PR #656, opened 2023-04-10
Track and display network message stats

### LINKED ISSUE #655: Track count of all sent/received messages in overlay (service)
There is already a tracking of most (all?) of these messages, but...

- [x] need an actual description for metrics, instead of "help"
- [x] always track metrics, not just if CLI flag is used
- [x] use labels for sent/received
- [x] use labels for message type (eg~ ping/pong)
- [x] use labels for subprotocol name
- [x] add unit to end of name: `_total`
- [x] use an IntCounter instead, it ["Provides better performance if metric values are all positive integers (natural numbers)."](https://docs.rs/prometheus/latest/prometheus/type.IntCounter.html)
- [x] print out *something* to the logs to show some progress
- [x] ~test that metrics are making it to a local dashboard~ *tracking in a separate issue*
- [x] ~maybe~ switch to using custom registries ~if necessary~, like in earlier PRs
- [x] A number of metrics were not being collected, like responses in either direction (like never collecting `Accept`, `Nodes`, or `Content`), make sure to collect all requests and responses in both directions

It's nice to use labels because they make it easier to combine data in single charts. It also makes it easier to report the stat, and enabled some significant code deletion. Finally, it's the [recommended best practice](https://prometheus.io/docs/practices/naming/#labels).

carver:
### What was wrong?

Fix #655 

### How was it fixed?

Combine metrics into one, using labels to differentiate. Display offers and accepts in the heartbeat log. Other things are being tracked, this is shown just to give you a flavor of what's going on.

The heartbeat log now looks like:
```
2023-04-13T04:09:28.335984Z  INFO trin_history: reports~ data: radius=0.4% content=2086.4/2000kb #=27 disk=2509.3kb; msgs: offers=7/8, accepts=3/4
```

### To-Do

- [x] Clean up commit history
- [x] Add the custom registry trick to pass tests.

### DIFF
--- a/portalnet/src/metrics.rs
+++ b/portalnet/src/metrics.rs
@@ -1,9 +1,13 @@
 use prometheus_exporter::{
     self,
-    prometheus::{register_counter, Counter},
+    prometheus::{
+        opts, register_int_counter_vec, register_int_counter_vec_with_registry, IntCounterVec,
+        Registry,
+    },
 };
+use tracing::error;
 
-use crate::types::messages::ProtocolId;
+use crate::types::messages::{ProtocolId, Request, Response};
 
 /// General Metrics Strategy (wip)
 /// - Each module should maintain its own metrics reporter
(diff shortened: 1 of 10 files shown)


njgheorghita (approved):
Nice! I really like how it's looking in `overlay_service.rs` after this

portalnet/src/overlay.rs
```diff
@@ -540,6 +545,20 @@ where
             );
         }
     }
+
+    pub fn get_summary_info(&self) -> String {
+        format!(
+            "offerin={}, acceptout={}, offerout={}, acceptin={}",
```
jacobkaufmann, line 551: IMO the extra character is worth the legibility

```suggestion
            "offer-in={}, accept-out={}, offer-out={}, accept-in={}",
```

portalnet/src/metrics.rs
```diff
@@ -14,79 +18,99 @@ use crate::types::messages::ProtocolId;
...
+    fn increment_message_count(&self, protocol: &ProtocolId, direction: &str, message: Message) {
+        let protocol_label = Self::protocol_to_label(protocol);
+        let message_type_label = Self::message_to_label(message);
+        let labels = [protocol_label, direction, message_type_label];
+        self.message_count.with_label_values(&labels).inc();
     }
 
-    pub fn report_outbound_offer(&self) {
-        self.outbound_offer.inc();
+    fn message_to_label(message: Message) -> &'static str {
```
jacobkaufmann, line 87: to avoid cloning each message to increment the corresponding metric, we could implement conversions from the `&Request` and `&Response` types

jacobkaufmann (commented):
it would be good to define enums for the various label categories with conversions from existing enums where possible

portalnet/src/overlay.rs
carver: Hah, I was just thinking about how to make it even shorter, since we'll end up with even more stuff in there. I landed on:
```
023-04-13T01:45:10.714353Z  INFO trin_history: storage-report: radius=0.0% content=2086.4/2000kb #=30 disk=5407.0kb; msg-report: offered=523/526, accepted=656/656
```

——————

WHAT TO PRODUCE:
Write down exactly every line of the material above up to and including the line containing "- [x] use an".

REPLY:
PR #656, opened 2023-04-10
Track and display network message stats

### LINKED ISSUE #655: Track count of all sent/received messages in overlay (service)
There is already a tracking of most (all?) of these messages, but...

- [x] need an actual description for metrics, instead of "help"
- [x] always track metrics, not just if CLI flag is used
- [x] use labels for sent/received
- [x] use labels for message type (eg~ ping/pong)
- [x] use labels for subprotocol name
- [x] add unit to end of name: `_total`
- [x] use an IntCounter instead, it ["Provides better performance if metric values are all positive integers (natural numbers)."](https://docs.rs/prometheus/latest/prometheus/type.IntCounter.html)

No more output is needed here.